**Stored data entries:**
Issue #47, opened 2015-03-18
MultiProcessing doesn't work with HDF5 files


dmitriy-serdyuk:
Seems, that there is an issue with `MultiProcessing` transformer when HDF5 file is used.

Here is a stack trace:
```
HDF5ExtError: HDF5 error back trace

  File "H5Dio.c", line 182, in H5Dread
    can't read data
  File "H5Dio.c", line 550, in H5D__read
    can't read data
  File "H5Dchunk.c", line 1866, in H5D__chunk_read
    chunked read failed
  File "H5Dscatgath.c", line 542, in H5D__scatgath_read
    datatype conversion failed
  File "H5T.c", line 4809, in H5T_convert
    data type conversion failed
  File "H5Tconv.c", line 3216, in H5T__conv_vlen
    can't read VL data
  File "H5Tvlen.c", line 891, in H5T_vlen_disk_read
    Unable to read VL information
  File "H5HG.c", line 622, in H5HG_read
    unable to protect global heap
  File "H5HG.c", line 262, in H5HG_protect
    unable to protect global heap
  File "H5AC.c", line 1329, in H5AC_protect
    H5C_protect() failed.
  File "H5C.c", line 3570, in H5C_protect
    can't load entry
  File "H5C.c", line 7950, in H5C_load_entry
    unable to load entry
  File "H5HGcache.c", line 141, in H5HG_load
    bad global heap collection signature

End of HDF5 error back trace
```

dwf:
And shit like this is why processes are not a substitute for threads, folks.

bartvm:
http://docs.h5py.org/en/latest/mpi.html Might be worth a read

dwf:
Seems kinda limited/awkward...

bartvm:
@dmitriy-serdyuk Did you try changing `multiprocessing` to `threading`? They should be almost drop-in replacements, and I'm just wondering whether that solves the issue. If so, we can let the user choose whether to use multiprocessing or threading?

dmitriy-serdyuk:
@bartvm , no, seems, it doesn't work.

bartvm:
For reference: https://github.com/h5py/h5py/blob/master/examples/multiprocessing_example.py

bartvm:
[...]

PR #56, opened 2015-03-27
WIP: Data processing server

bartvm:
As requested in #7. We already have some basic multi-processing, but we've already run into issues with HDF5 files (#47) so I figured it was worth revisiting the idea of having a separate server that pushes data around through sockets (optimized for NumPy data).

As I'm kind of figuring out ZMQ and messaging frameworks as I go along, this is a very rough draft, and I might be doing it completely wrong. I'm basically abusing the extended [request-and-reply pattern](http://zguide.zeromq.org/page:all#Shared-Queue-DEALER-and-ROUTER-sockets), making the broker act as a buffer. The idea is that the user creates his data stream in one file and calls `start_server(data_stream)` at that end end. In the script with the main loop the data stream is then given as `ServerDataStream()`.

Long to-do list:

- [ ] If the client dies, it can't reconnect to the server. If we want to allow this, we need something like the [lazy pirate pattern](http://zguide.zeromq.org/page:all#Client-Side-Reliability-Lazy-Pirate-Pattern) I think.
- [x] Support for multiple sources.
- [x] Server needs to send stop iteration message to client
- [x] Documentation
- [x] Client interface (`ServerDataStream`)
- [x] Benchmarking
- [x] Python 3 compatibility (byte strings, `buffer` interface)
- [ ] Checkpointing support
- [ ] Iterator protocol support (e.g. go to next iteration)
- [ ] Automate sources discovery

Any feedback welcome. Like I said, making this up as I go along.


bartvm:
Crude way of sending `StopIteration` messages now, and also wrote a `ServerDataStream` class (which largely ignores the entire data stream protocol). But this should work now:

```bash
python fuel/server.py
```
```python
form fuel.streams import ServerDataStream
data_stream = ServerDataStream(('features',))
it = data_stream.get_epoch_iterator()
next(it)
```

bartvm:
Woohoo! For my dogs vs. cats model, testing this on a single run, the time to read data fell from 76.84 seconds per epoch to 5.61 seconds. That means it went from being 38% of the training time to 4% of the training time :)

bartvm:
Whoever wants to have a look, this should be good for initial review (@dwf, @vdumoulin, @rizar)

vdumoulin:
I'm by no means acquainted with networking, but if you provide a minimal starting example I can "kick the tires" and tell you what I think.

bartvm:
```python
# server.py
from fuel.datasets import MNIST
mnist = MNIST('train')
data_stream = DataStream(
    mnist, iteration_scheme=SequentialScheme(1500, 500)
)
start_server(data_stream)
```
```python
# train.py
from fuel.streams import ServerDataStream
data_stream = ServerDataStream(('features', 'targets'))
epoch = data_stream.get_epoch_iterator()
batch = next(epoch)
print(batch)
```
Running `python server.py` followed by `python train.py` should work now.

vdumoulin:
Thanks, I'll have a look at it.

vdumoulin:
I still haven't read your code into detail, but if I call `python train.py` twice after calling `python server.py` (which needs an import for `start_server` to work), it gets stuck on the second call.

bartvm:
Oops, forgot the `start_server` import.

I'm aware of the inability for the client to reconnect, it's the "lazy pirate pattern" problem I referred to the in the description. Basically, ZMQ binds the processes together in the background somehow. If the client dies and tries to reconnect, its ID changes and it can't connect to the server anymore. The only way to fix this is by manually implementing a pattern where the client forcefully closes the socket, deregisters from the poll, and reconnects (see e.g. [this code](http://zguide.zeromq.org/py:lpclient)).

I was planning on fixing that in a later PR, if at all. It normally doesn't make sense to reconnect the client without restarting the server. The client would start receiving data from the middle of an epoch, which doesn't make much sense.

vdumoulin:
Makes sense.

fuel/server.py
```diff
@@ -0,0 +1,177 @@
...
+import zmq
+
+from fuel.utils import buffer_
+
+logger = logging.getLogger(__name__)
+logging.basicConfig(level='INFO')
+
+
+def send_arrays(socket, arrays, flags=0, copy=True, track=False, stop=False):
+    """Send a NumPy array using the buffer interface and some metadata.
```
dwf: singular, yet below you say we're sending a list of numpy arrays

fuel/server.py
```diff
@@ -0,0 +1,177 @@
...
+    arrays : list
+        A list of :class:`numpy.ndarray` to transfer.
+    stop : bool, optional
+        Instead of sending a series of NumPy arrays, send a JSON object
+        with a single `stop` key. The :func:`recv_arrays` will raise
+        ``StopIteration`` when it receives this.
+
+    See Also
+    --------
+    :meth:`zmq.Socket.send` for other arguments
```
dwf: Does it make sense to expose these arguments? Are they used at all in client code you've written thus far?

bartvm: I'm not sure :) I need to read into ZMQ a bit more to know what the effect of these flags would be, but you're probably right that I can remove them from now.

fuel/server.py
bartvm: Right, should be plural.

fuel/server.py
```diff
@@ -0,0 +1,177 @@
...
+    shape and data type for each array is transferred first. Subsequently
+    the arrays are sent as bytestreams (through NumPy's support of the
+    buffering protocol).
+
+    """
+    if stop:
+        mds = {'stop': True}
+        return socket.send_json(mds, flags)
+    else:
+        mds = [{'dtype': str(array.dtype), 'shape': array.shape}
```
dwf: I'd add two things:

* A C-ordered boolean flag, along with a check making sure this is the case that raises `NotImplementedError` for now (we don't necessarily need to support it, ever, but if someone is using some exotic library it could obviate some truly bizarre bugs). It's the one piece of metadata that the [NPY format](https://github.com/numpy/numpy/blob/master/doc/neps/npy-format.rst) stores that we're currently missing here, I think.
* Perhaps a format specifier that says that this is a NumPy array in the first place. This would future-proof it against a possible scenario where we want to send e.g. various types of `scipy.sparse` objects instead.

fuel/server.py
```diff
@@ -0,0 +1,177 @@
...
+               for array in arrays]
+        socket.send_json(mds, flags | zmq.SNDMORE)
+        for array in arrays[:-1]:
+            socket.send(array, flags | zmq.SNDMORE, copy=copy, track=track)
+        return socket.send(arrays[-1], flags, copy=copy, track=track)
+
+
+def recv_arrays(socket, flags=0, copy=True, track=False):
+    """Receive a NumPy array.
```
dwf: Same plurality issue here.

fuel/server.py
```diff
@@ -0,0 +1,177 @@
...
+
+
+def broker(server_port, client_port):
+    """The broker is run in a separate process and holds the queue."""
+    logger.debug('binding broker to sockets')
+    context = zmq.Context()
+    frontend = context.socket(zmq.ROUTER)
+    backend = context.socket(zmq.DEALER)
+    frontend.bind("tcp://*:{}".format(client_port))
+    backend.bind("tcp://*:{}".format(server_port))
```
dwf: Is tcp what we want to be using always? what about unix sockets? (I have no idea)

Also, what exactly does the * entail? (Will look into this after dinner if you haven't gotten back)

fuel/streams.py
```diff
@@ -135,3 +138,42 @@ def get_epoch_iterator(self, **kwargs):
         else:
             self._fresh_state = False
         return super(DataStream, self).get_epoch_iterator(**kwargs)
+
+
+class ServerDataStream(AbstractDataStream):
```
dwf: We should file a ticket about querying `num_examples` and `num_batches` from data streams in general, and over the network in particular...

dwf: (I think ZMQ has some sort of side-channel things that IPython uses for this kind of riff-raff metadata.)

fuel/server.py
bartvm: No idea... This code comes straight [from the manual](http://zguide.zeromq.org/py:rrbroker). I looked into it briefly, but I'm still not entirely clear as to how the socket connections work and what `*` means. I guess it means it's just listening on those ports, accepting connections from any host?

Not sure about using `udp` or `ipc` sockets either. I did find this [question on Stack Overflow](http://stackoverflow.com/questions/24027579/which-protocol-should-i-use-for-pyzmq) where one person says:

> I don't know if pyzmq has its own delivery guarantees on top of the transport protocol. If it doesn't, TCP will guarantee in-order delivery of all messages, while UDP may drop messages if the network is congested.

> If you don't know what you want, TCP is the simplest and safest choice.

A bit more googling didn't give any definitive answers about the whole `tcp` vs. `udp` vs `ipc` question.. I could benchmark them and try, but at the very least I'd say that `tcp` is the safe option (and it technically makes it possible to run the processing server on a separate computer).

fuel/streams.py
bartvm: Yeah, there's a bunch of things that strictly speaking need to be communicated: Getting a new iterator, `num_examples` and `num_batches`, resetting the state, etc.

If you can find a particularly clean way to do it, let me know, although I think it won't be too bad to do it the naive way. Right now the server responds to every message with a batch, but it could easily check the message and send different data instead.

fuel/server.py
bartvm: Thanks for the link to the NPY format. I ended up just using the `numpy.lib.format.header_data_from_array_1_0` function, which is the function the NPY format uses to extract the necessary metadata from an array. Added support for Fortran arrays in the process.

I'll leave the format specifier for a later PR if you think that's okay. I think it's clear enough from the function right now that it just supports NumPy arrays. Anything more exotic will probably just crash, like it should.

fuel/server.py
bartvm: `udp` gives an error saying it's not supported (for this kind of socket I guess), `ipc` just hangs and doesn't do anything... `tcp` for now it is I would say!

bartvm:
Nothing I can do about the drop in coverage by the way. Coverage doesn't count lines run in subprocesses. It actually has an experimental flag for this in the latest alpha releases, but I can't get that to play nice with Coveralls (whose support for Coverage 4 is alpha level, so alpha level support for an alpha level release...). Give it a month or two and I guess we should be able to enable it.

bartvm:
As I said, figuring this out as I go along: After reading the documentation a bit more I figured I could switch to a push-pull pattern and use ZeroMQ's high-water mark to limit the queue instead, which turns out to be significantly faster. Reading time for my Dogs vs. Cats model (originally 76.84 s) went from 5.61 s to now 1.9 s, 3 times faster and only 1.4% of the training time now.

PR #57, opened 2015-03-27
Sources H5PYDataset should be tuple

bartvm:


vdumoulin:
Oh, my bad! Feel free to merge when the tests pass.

---

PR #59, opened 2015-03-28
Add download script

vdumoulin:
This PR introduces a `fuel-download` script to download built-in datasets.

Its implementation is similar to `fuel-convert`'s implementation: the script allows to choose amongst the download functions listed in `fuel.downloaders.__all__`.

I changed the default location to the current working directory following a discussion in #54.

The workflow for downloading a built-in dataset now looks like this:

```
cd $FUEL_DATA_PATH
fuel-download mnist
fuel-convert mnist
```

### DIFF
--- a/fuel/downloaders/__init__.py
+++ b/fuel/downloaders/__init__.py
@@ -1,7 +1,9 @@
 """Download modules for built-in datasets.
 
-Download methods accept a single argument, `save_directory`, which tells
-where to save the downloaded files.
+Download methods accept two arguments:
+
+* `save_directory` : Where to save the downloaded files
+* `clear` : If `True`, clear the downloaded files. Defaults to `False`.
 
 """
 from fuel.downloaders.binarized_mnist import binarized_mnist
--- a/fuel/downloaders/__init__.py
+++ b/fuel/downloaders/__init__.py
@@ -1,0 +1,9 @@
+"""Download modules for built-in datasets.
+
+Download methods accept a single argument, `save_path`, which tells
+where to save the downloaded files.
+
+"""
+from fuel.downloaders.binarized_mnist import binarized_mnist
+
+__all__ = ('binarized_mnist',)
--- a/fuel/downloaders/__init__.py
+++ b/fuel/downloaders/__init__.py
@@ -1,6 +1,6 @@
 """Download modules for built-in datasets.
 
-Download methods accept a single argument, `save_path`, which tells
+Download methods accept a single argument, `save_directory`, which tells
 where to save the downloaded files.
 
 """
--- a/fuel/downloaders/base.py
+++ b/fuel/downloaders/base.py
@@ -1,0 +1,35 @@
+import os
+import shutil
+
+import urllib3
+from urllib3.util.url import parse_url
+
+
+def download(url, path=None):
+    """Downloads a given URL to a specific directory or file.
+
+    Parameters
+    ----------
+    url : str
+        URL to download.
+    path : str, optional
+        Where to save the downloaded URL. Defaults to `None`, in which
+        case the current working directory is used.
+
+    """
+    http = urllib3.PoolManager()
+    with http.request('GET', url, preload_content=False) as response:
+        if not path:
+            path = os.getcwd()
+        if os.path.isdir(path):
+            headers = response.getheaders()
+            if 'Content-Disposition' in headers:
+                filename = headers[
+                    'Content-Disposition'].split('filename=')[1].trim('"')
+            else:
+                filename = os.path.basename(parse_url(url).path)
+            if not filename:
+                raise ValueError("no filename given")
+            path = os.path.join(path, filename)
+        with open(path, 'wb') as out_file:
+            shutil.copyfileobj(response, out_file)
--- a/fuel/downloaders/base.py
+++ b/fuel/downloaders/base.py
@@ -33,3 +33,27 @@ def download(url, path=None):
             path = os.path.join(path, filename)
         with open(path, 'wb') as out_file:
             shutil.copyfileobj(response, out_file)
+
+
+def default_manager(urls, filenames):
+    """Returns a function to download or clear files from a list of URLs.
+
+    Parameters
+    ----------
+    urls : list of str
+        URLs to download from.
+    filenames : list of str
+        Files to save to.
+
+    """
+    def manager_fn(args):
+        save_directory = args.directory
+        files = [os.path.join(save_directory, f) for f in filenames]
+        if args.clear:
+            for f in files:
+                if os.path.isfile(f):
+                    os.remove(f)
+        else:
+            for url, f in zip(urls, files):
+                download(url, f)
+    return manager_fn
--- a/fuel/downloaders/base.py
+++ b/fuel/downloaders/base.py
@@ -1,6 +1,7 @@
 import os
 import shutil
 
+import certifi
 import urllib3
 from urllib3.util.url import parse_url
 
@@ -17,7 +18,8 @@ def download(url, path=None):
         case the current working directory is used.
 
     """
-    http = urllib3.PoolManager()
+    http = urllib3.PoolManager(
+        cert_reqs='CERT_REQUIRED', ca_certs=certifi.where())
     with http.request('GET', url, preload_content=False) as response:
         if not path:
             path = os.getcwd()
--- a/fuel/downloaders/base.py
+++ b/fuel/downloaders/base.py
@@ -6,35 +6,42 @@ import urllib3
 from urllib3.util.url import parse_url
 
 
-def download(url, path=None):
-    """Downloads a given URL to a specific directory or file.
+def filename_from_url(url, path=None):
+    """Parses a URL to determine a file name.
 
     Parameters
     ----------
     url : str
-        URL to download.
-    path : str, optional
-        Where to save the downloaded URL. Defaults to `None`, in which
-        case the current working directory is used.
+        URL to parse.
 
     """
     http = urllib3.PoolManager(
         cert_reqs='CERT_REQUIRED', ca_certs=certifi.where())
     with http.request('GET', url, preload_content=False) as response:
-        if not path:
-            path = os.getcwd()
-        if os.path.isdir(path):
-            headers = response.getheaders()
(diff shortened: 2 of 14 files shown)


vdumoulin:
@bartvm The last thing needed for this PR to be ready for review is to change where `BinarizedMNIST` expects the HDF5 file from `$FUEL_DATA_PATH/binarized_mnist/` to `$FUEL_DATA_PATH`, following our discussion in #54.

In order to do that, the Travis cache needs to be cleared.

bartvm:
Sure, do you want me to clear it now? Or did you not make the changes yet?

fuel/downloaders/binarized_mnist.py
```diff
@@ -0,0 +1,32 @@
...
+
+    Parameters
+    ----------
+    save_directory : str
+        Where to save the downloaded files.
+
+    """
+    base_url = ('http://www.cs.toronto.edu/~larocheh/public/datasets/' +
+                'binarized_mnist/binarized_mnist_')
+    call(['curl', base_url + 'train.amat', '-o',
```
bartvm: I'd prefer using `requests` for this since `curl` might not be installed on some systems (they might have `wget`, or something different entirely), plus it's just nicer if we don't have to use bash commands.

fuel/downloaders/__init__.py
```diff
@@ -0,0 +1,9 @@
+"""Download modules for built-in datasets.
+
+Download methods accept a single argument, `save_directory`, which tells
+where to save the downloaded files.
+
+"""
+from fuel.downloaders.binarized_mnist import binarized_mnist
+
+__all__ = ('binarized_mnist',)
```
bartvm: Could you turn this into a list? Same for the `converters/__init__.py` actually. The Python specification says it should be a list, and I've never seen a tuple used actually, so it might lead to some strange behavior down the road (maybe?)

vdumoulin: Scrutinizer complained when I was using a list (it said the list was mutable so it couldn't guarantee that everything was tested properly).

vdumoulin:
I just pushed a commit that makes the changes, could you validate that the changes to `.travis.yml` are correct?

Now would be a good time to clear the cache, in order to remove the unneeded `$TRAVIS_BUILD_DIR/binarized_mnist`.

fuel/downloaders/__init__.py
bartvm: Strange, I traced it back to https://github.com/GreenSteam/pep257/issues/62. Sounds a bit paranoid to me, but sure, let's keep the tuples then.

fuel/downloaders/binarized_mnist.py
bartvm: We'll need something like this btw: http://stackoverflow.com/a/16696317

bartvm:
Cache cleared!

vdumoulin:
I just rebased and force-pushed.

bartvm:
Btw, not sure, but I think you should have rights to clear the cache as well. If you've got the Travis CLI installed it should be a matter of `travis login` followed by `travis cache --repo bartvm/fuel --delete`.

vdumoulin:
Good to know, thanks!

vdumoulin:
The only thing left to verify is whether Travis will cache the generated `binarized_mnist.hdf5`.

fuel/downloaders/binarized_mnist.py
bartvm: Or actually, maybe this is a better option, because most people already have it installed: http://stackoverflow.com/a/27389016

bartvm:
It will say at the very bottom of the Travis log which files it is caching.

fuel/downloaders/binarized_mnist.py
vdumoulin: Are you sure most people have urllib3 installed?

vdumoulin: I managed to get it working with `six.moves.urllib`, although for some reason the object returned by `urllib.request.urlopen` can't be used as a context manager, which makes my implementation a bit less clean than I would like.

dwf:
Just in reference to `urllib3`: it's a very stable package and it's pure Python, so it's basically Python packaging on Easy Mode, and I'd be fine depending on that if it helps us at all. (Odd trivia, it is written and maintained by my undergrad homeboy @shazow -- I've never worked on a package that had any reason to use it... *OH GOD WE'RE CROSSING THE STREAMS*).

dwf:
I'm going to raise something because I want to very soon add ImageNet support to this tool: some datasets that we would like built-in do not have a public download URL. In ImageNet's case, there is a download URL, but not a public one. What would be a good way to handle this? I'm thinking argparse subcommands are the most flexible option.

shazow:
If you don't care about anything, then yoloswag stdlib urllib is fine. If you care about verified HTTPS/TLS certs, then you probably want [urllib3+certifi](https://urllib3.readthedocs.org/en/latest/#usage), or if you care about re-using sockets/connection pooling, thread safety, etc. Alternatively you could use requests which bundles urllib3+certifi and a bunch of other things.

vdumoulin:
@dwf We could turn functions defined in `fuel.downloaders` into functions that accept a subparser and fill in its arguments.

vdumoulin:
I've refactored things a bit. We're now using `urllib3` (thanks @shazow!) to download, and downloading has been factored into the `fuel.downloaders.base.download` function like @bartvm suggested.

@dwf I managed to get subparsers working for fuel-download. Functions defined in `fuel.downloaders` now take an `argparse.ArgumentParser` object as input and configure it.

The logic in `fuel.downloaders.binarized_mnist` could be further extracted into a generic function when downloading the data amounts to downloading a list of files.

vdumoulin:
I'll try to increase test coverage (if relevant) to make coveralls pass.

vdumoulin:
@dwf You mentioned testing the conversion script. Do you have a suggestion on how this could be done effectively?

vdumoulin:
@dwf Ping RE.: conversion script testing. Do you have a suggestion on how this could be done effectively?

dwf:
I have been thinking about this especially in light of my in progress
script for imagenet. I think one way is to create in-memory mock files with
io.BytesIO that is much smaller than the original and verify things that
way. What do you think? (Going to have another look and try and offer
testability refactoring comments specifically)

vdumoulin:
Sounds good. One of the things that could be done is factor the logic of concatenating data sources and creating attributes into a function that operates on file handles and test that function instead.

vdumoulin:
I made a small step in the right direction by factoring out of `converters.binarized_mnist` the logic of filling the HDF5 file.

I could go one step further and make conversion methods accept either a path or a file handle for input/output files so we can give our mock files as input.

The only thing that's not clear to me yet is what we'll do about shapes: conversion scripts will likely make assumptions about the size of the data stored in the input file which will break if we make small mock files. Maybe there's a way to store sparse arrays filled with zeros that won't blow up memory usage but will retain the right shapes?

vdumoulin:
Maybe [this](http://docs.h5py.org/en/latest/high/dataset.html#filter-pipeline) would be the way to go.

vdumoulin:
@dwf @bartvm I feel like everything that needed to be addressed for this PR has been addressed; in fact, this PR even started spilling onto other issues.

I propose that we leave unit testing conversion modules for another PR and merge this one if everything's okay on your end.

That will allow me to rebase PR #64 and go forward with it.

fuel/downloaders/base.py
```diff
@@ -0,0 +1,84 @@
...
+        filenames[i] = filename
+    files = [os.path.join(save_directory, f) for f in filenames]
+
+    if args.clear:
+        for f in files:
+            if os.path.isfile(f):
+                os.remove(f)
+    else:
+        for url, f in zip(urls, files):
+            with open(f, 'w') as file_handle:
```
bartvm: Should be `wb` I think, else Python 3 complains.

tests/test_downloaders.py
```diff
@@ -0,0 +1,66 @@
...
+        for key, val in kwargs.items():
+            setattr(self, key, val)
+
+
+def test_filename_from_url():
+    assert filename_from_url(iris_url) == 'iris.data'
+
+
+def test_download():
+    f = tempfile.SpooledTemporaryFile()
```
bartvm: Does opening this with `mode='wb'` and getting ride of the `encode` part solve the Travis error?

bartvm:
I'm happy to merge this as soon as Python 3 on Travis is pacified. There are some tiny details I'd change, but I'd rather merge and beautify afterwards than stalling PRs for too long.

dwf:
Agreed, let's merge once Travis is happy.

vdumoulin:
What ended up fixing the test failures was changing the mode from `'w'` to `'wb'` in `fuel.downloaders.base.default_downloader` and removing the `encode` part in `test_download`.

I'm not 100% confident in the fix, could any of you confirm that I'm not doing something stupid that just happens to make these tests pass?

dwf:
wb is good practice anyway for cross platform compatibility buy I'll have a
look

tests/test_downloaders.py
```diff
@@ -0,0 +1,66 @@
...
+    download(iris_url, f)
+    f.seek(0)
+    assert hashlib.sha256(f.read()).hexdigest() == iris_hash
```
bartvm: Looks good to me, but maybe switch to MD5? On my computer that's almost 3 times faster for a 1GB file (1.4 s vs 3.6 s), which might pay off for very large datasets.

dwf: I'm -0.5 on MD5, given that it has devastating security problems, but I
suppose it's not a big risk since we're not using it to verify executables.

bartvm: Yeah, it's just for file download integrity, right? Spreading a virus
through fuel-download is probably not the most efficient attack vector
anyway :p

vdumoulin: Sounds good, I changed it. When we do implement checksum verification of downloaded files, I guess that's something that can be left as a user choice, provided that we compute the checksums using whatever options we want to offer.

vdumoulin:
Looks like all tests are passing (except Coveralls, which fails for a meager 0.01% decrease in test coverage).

**Exercise:** Lines holding "Downloads": copy each one from the records above.

**Solution to this task:**
+    """Downloads a given URL to a specific directory or file.
-    """Downloads a given URL to a specific directory or file.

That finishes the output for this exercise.